The UK is in a tighter spot than we find ourselves yet in regard to energy. In a way they are having to go down the path sooner that we will have to go down at some time.

[url=http://www.transitionnetwork.org/news/2011-01-24/tradeable-energy-quotas-launched-house-commons]Tradeable Energy Quotas[/url] have now been launched in their House of Commons.

TEQs is an energy rationing scheme designed to cover a nation’s whole economy within which individual adults would receive an equal per capita Entitlement of electronic TEQs units free-of-charge. Organisations the government and all other energy users would have to buy their units at a Tender or auction. The number of units issued into the economy via the weekly Entitlement and Tender would be determined by either the availability of energy resources or the national carbon budget – whichever represents the tighter constraint on the national economy at any given time.

The weekly auction would also generate a price for TEQs units and all buying and selling of units within the nation would take place at that price (which would of course fluctuate in line with demand).

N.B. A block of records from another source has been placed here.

PR #252, opened 2022-07-05
error: add `ConnError` type for network connection errors

aead:
This commit adds the `ConnError` type. A `ConnError`
is returned by a `Client` or `Enclave` to indicate
that an operation failed due to a network issue.
For example, a DNS error.

Users may check whether an operation return an
error of type `ConnError` and act appropriately.

### DIFF
--- a/retry.go
+++ b/retry.go
@@ -7,13 +7,13 @@ package kes
 import (
 	"context"
 	"errors"
-	"fmt"
 	"io"
 	"io/ioutil"
 	"math/rand"
 	"net"
 	"net/http"
 	"net/url"
+	"strings"
 	"time"
 )
 
@@ -106,6 +106,11 @@ func (r *retry) Send(ctx context.Context, method string, endpoints []string, pat
 			return nil, err
 		}
 	}
+	if urlErr, ok := err.(*url.Error); ok {
+		if connErr, ok := urlErr.Err.(*ConnError); ok {
+			return nil, connErr
+		}
+	}
 	return response, err
 }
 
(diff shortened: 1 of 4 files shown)


retry.go
```diff
@@ -201,31 +206,32 @@ func (r *retry) Do(req *http.Request) (*http.Response, error) {
...
+func isNetworkError(err error) bool {
 	if err == nil { // fast path
 		return false
 	}
-	if netErr, ok := err.(net.Error); ok { // *url.Error implements net.Error
-		if netErr.Timeout() || netErr.Temporary() {
+
+	var netErr net.Error
+	if errors.As(err, &netErr) {
+		if netErr.Timeout() {
```
vadmeste, line 234: Something wrong here, you are using netErr.Timeout() which is just initialized

vadmeste (commented):
One comment.

Also one question @aead, you are only taking care of temporary networking errors because the KES client returns an error if KES server is down ?

aead:
> One comment.
> 
> Also one question @aead, you are only taking care of temporary networking errors because the KES client returns an error if KES server is down ?

Yes. If KES is down the KES client now returns:
```
kes: connection error: Get "https://127.0.0.1:7373/v1/status": dial tcp 127.0.0.1:7373: connect: connection refused
```

This means that calling code can check:
```
status, err := client.Status(ctx)
if err != nil {
   var connErr kes.ConnErr
   if errors.Is(err, &connErr) {
       // handle the situation where KES is not reachable
   }
}  
```

retry.go
vadmeste: yes, my bad

vadmeste:
```
                if urlErr, ok := netErr.(*url.Error); ok {
                        if errors.As(urlErr.Err, &netErr) {
                                return true
                        }   
                }   
```

this is what detects when a KES server is down, is that right ?

can you update isNetworkError() comment ? it seems it is only talking about transient networking errors

retry.go
vadmeste: yes, my bad

aead:
> return true

More or less yes. You cannot really detect whether the remote host is really down or just not responding / some other network issue. Updated the function comment 👍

The purchase of any fuel or electricity within the national economy would require the surrender of TEQs units alongside the usual monetary payment. Each TEQs unit would allow for the purchase of a set quantity of fuel or electricity. If the scheme were being used to address energy resource shortages this quantity would simply be a proportion of the total resource available. If used to implement a carbon budget it would be dependent on the lifecycle emissions associated with that energy source.

The TEQs design is based on the insight that all emissions from energy use within a national economy can be measured simply and efficiently by assigning a ‘carbon rating’ (e.g. 0.2 units per kWh or 2.3 units per litre) to fuels and electricity based on the quantity of carbon dioxide and other greenhouse gases generated by their production and use. Once this is established the total emissions attributable to a given purchase becomes implicit in the quantities listed as usual on invoices utility bills and till receipts.

The TEQs system simply uses this information making it unnecessary to measure carbon emissions directly or to grapple with the endless costs complexities and compromises of embodied emissions calculations and carbon labelling. This ‘carbon rating’ for fuels and energy also provides a competitive advantage to retailers of more efficiently or renewably generated energy who would not have to require their customers to surrender so
many units.

The purchase of goods other than energy would not require the surrender of TEQs units since the producers of those goods would have already surrendered units for the energy used in the production of the goods. Producers would then pass on the cost of buying these units to consumers who would simply find that certain goods (those produced in a more energy-intensive manner) cost more.